■ WHAT IS BEING ASKED ■
From the entries below, return every line that includes the word "about".

[Opening EXCERPTED DATA section]

PR #786, opened 2022-02-03
Update cmake minimum requirement

jewatkins:
Update cmake minimum requirement to be compatible with Trilinos. I don't think this should affect anyone since most of us use up-to-date Trilinos builds.

This caused an issue with kokkos/develop so it will eventually be needed: https://github.com/kokkos/kokkos/issues/4611


CMakeLists.txt
```diff
@@ -7,7 +7,7 @@
 
 # CMAKE File for Albany building against an installed Trilinos
 
-cmake_minimum_required(VERSION 2.8.12)
```
bartgol, line 10: I can't believe we were still accepting CMake 2.X...

dalg24: Me neither :)

bartgol (approved):

mperego:
@jewatkins can you hold this a bit? We had a linking issue on cori with gcc where we had to build Trilinos with cmake 3.18 and switch back to 3.14 for Albany

jewatkins:
> @jewatkins can you hold this a bit? We had a linking issue on cori with gcc where we had to build Trilinos with cmake 3.18 and switch back to 3.14 for Albany

Sure. If you want to hold off on working it, we could set the min to 3.14.

mperego:
Right. But let me first duble check if we still have that issues.

mperego:
@jewatkins I'm building on cori with intel compiler and for some reason, if I use cmake 3.18 it wants to link libgcc_s but it does not find it. However if I use cmake 3.14 it does not link that library. Any clue?

mperego:
I'm also using `export CRAYPE_LINK_TYPE=static`.

jewatkins:
I saw a lot of warnings about using glibc but it still built fine:
```
warning: Using 'dlopen' in statically linked applications requires at runtime the shared libraries from the glibc version used for linking
```
I think I always see those though and it still runs fine.

jewatkins:
Add this: `-D CMAKE_EXE_LINKER_FLAGS="-fPIC -ldl". I think that will fix it.

mperego:
> Add this: `-D CMAKE_EXE_LINKER_FLAGS="-fPIC -ldl"`. I think that will fix it.

To Trilinos or Albany configure? I did that in Albany but it didn't help (and it didn't recognize fPIC). 
I had this before `-D CMAKE_EXE_LINKER_FLAGS:STRING="-static -Wl,-zmuldefs -fPic -ldl"`.

jewatkins:
I have it in both trilinos and albany. Okay, that looks fine. I don't see anything else that would be related to libgc. I'm currently using `cmake/3.21.3` maybe try with that? I can send you my files to see what the differences are.

mperego:
Let's try that. And the modules as well. I'm also using `cmake/3.21.3`. Is albany linking `lgcc_s`?

jewatkins:
I pushed my files here:
https://github.com/sandialabs/Albany/tree/master/doc/LandIce/cori
I see -lgcc in the link list but not -lgcc_s. I do see -lgcc_s in the gcc build which I build using shared libs.

jewatkins:
Do you have this for trilinos?
```
  -D TPL_FIND_SHARED_LIBS:BOOL=OFF \
  -D Trilinos_LINK_SEARCH_START_STATIC:BOOL=ON \
```
Maybe that will avoid the shared lib.

bartgol:
> > @jewatkins I'm building on cori with intel compiler and for some reason, if I use cmake 3.18 it wants to link libgcc_s but it does not find it. However if I use cmake 3.14 it does not link that library. Any clue?
> 
> I think I've run into similar issues before due to dynamic linking. My current intel build on Cori uses `export CRAYPE_LINK_TYPE=static`. Let me try rebuilding with this change to see if my build works.

In the E3SM fork of Kokkos we ended up doing a couple of mods, and one was [this](https://github.com/E3SM-Project/kokkos/blob/2dbe8cecae5a91685eeae07fe6e88b542b4ff34e/cmake/kokkos_check_env.cmake#L8), which was precisely to avoid link warnings/errors on Cori.

jewatkins:
I think we can do the same with `-D Kokkos_ENABLE_LIBDL:BOOL=OFF \` in the trilinos config. I think it's still needed for the profiling tools though which is why I have it on.

I think it still works despite the warning. The shared libs exist. I don't think that was always the case though.

bartgol:
Yes, it's just a warning. E3SM needed the fix because of `-Werror` in the nightly testing build options... I was just pointing out we're not alone with that error on Cori. And yes, I think it can be ignored safely.

jewatkins:
Ah okay makes sense

mperego:
@jewatkins I recompiled everything using your modules (but my scripts) and it worked fine. Maybe was `cray-libsci` that was creating an issue? 
Not sure what happens with a gcc build.. but we probably not need to worry about that since intel works better on Cori. @ikalash would it be OK to update the cori nightly build using intel compiler so that we can merge this PR?

mperego:
Another cmake option that seems to be critical is
`-D Albany_BUILD_STATIC_EXE:BOOL=OFF \`
If it's ON, I get
`/usr/bin/ld: /opt/intel/compilers_and_libraries_2019.3.199/linux/mkl/lib/intel64/libmkl_intel_lp64.so: undefined reference to 'mkl_serv_load_vml'`

mperego:
Thanks!

PR #787, opened 2022-02-03
Remove the ParamName template argument from SharedParameter

kliegeois:
This PR removes the ParamName template argument from SharedParameter.
Instead of static data member, this branch relies on maps of accessors at the problem level to synchronize the value of shared parameters among field manager of the same data type.

The work of PR has been heavily influenced by @bartgol, thanks a lot!

The ctest tests passed on Blake and the branch is building warning free.


src/evaluators/utility/PHAL_SharedParameter.hpp
```diff
@@ -8,27 +8,38 @@
...
 #include "Sacado_ParameterAccessor.hpp"
+#include "Albany_Accessors.hpp"
 
 //IKT 6/3/2020 TODO: implement support for vector parameters, which is not available currently.
 
 namespace PHAL
 {
 
-template<typename EvalT, typename Traits, typename ParamNameEnum, ParamNameEnum ParamName>
+template<typename EvalT, typename Traits, typename ParamNameEnum>
```
bartgol, line 18: Can't we also remove the last template arg?

src/LandIce/problems/LandIce_Enthalpy.hpp
```diff
@@ -623,6 +623,7 @@ LandIce::Enthalpy::constructEvaluators (PHX::FieldManager<PHAL::AlbanyTraits>& f
       entity = Albany::StateStruct::NodalDistParameter;
       p = stateMgr.registerStateVariable(stateName, dl->node_scalar, elementBlockName, true, &entity, "");
       p->set<std::string>("Parameter Name", stateName);
+      p->set<Teuchos::RCP<Albany::AccessorsMap>>("Accessors", this->getAccessors());
```
bartgol, line 626: General comment: I would make the class/file/strings names more verbose: instead of `Accessors`, I would use `ParameterAccessors`, so it's clearer what kind of 'access' we are talking about.

src/utility/Albany_Accessors.hpp
```diff
@@ -0,0 +1,38 @@
...
+#include "Albany_Meta_Utils.hpp"
+#include "PHAL_AlbanyTraits.hpp"
+
+
+namespace Albany
+{
+
+template<typename ST>
+struct Accessor {
+  ST& getValue () { return value; }
```
bartgol, line 13: I'm surprised we don't need a const method as well...

Edit: of course, since you only store shared_ptr<Accessor<...>>, it's always a non-const object. See comments in SharedParameter though.

src/evaluators/utility/PHAL_SharedParameter.hpp
```diff
@@ -8,27 +8,38 @@
...
 
-  SharedParameter (const Teuchos::ParameterList& p, const Teuchos::RCP<Albany::Layouts>& dl)
+  SharedParameter (Teuchos::ParameterList& p, const Teuchos::RCP<Albany::Layouts>& dl)
   {
     param_name   = p.get<std::string>("Parameter Name");
     param_as_field = PHX::MDField<ScalarT,Dim>(param_name,dl->shared_param);
 
+    Teuchos::RCP<Albany::Accessors<EvalT>> accessors = p.get<Teuchos::RCP<Albany::AccessorsMap>>("Accessors")->at<EvalT>();
+    if (accessors->accessors.count(param_name)==0) {
+      Albany::Accessor<ScalarT> tmp0;
```
bartgol, line 38: I think you can remove this line, and just call make_shared below with no input argument, no?

src/evaluators/utility/PHAL_SharedParameter.hpp
```diff
@@ -8,27 +8,38 @@
...
   typedef ParamNameEnum             EnumType;
 
-  SharedParameter (const Teuchos::ParameterList& p, const Teuchos::RCP<Albany::Layouts>& dl)
+  SharedParameter (Teuchos::ParameterList& p, const Teuchos::RCP<Albany::Layouts>& dl)
   {
     param_name   = p.get<std::string>("Parameter Name");
     param_as_field = PHX::MDField<ScalarT,Dim>(param_name,dl->shared_param);
 
+    Teuchos::RCP<Albany::Accessors<EvalT>> accessors = p.get<Teuchos::RCP<Albany::AccessorsMap>>("Accessors")->at<EvalT>();
+    if (accessors->accessors.count(param_name)==0) {
```
bartgol, line 37: I think it shouldn't be SharedParameter creating the accessors...It should be the problem class. Then, you could actually already pass the right accessor (for the right ScalarT) to the ctor of SharedParam, rather than pass the whole map.

src/evaluators/utility/PHAL_SharedParameter.hpp
```diff
@@ -60,7 +71,7 @@ class SharedParameter : public PHX::EvaluatorWithBaseImpl<Traits>,
             this->registerSacadoParameter(param_name, paramLib);
             if (pvi.isParameter("Nominal Value")) {
               double nom_val = pvi.get<double>("Nominal Value");
-              value = nom_val;
+              accessor->getValue() = nom_val;
```
bartgol, line 74: If the problem created all the accessors, we would be able to remove this clunky initialization code from this evaluator, and stuff it in the problem class instead. I would add a method to AbstractProblem, like the following:

```
template<typename EvalT>
void addParameterAccessor (const std::string& name, const double default);
```
This method would do exactly what is done in SharedParameter (i.e., scan the "Paramater" section of the "Problem" list for a nominal value, and use the default if not found). Since the accessors are stored in the problem, it's conceptually more appropriate if the problem inits them.

src/LandIce/problems/LandIce_Enthalpy.hpp
bartgol: Even better `ScalarParameterAccessor`, to clarify that this has nothing to do with distributed parameters.

src/evaluators/utility/PHAL_Field_Source_Def.hpp
```diff
@@ -95,11 +95,12 @@ namespace PHAL
                     Teuchos::RCP<Teuchos::ParameterList> p = Teuchos::rcp(new Teuchos::ParameterList(Albany::strint("Gaussian: Amplitude", num)));
                     p->set<Teuchos::RCP<ParamLib>>("Parameter Library", paramLib);
                     p->set<std::string>("Parameter Name", param_name);
+                    p->set<Teuchos::RCP<Albany::AccessorsMap>>("Accessors", scalarParam_list.get<Teuchos::RCP<Albany::AccessorsMap>>("Accessors"));
```
bartgol, line 98: Another point in support of not creating accessors in SharedParam: it seems silly to pass around the whole map when we know already which accessor will be needed. If only they were already created outside (by the problem), we'd be able to pass around only the one that is needed.

src/evaluators/utility/PHAL_SharedParameter.hpp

[Closing EXCERPTED DATA section]

■ SOLUTION TO THIS TASK ■
I saw a lot of warnings about using glibc but it still built fine:
Not sure what happens with a gcc build.. but we probably not need to worry about that since intel works better on Cori. @ikalash would it be OK to update the cori nightly build using intel compiler so that we can merge this PR?
bartgol, line 626: General comment: I would make the class/file/strings names more verbose: instead of `Accessors`, I would use `ParameterAccessors`, so it's clearer what kind of 'access' we are talking about.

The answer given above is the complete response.